The EU currently has a 100% emissions reduction target, effectively eliminating internal combustion engines in new vehicles

Снимка: БГНЕС/ЕРА

The European Commission will propose a review of its plan to completely eliminate CO2 emissions from new cars and vans by 2035, with a decision expected by the end of the year, Reuters reports.

The review will start in 2026 and comes amid growing pressure from carmakers who warn that an all-electric future is no longer realistic.

The EU currently has a 100% emissions reduction target, effectively eliminating internal combustion engines in new vehicles.

Commission President Ursula von der Leyen met with executives from leading car companies on Friday to discuss the future of the sector.
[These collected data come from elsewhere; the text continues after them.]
PR #14413, opened 2023-09-05
Add readthedocs configuration

oraNod:
##### SUMMARY
This PR adds Read The Docs configuration to host the content generated from `docs/docsite/rst`.

##### ISSUE TYPE

##### COMPONENT NAME
 - Docs

##### AWX VERSION
N/A

##### ADDITIONAL INFORMATION
N/A

### DIFF
--- a/.gitignore
+++ b/.gitignore
@@ -166,5 +166,6 @@ use_dev_supervisor.txt
 awx/ui_next/src
 awx/ui_next/build
 
-# Docs build
+# Docs build stuff
 docs/docsite/build/
+_readthedocs/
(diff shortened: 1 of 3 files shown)


oraNod:
@AlanCoding Please take a look whenever you're ready.

A future improvement could be to add positional args to the tox command so we can pass something like `python3 -m tox -e docs -- --strict --site-dir=_readthedocs/html/` instead of using the `mkdir` and `mv` commands. However I would prefer to do that as a follow on PR.

AlanCoding:
might be good to add "_readthedocs" to the .gitignore file

Also, linter wants

```
./.readthedocs.yaml
  4:1       warning  missing document start "---"  (document-start)
```

because it's a yaml file, it's checked by yamllint. If that might cause trouble there is an ignore list somewhere.

AlanCoding:
I edited the ISSUE TYPE because our checks look for highly specific syntax with that.

AlanCoding (approved):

European manufacturers face serious challenges - weak demand in Europe, US tariffs and fierce competition from Chinese electric cars.

According to the team of Commission Executive Vice-President Stephane Séjournay, special attention will be paid to vans, where the market share of electric models is only 8.5% - half that of electric cars. The new rules could include allowing CO2-neutral fuels such as biofuels, as well as support for plug-in hybrids or cars with extended ranges.

German Chancellor Friedrich Merz said at the IAA Mobility car show in Munich that the industry should not be limited to one solution.

Volkswagen, Europe's largest manufacturer, supported the zero-emissions target but called for more time and flexibility. The company expects the review to include transitional measures, relief for small manufacturers and recognition of the role of CO2-neutral fuels.

The new proposals are likely to be presented alongside legislation to decarbonise corporate fleets, which account for around 60% of new car registrations in the EU. The Commission is also considering creating a new category for small electric cars with more favourable tax treatment and additional credits to meet climate targets.

The EU plans to prioritise local production of batteries and car components, setting clear conditions for foreign investment - particularly from China. After the introduction of tariffs on Chinese electric car imports, investment from the country has increased, but Brussels wants to avoid models where final assembly in Europe is carried out with parts mainly made in China.